A: From the conversations I’ve had, radio programmers often say their hands are tied when it comes to how much local music they’re allowed to play. I’m still unclear on the exact reasoning behind that and plan to revisit those conversations. But at the core of it, I believe that if local radio made a firm commitment to playing mostly local music (say, 90 percent or more) we’d see a radical shift in the industry. The general public would be far more familiar with current local artists and begin to appreciate them in the same way they appreciate international ones. That kind of cultural shift would drive demand for local shows, boost attendance, make it more viable to run music venues and tour as a local artist, and increase the marketability of local acts for festivals. It could also reduce opposition to public funding of the arts. In my view, the flow-on effects would be significant, and it just seems like the obvious place to start.

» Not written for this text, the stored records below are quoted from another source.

PR #614, opened 2021-12-05
fix: Improve ModalActions behaviour with null child items

### LINKED ISSUE #613: ModalActions: Don't add spacing for null child items
### Current behavior

I'm creating a wizard within a `Modal` component and making use of the `ModalActions` feature, but the buttons being displayed are dynamic in their nature depending on which step of the wizard you are at. 

My code for the `ModalActions` looks like this
```jsx
<ModalActions>
    {buttonData.back ? (
        <Button variant="secondary" onClick={backClicked}>
            <>{t('addLeague.back')}</>
        </Button>
    ) : null}
    {buttonData.next ? (
        <Button variant="primary" disabled={busy} type="submit" loading={busy}>
            <>{t('addLeague.next')}</>
        </Button>
    ) : null}
    {!buttonData.next && !buttonData.back ? (
        <Button variant="primary" onClick={close}>
            <>{t('addLeague.close')}</>
        </Button>
    ) : null}
</ModalActions>
```

At some point, some of these buttons won't be displayed and will instead return `null`, but they still seem to become children for the `ModalActions` which results in empty divs being created, and the default spacing (large) applied to those empty divs, which results in the following 
image

Create a `Modal`, set the `ModalActions` as follows:

```jsx
<ModalActions>
    {null}
    {null}
    {null}
</ModalActions>
```

Then inspect the resulting html, it will give you 
image

### Expected behavior

It should not be adding empty divs when the child is null

### Possible solutions

https://github.com/Doist/reactist/blob/main/src/new-components/modal/modal.tsx#L361-L363

This part could filter out any children that are null/undefined

### Environment

-   `@doist/reactist` version: v11.0.0
-   `react` version: 17.0.2
-   Browser: Chrome

scottlovegrove:
Closes #613 

## Short description

This change ensures that if child items passed into the `ModalActions` component are null, then they do not have an empty div, with spacing, created. It also ensures that if all child items passed into the component are null, then just don't create the footer in the first place.

## PR Checklist

## Versioning

This is not a breaking change, but I haven't updated the version.


src/new-components/modal/modal.tsx
```diff
@@ -355,12 +355,14 @@ export function ModalFooter({
...
+
+    // If all child items are null/undefined, then don't show the footer at all and alleviate any
+    // excess spacing within the modal.
+    return childItems.length === 0 ? null : (
         <ModalFooter {...props}>
             <Inline align="right" space="large">
-                {React.Children.map(children, (child) => (
-                    <div>{child}</div>
-                ))}
+                {childItems.map((child, i) => (child ? <div key={i}>{child}</div> : null))}
```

Q: [What are you most proud of?]

A: My wonderful family, first and foremost. But if we’re talking music, I’m most proud of the fact that I’ve kept choosing to press on with this journey, even when I’ve had no idea what was coming next. And I say "choosing" deliberately, because it’s a decision I’ve had to make over and over again. Some weeks, some days, it’s a choice just to keep going. But staying the course has led me down a path I couldn’t have imagined a few years ago. From guest lecturing at places like Berklee and Harvard, to connecting with some of the biggest names in Hip Hop like Lupe Fiasco and Joey Bada$$, it’s all been incredibly validating. And more recently, for those who don’t know, I actually came into Hip Hop from the metal scene.

A lot of my early musical idols are still giants in that world. So when people like Misha from Periphery or Kiko from Megadeth started paying attention to my work, it was insane for me. Not just because it’s amazing in its own right, but because it represents this full circle moment for me. Like this wild, unpredictable path I’ve been walking is somehow connecting all the different stages of my life in ways I never saw coming. That kind of alignment feels profound. And it’s only come about because I didn’t give up.

Q:[If you could give one singular piece of tactile, practical advice to an African artist in the diaspora and on the continent wanting to pursue a career in music what would it be?]

A: For many of us in the diaspora, identity can be a real struggle, shaped by varying levels of disconnection from our homelands.

My advice is to embrace that discomfort, and resist the urge to gaslight yourself (or let others gaslight you) into thinking you need to fit neatly into a box or predefined archetype. Give yourself the freedom to shape your own identity and be the architect of your own culture, in whatever way feels true to you. Make music that lives in the in between, that exists in the crevices of certainty. You have no idea how many of us are out there who need to hear the stories only you can tell.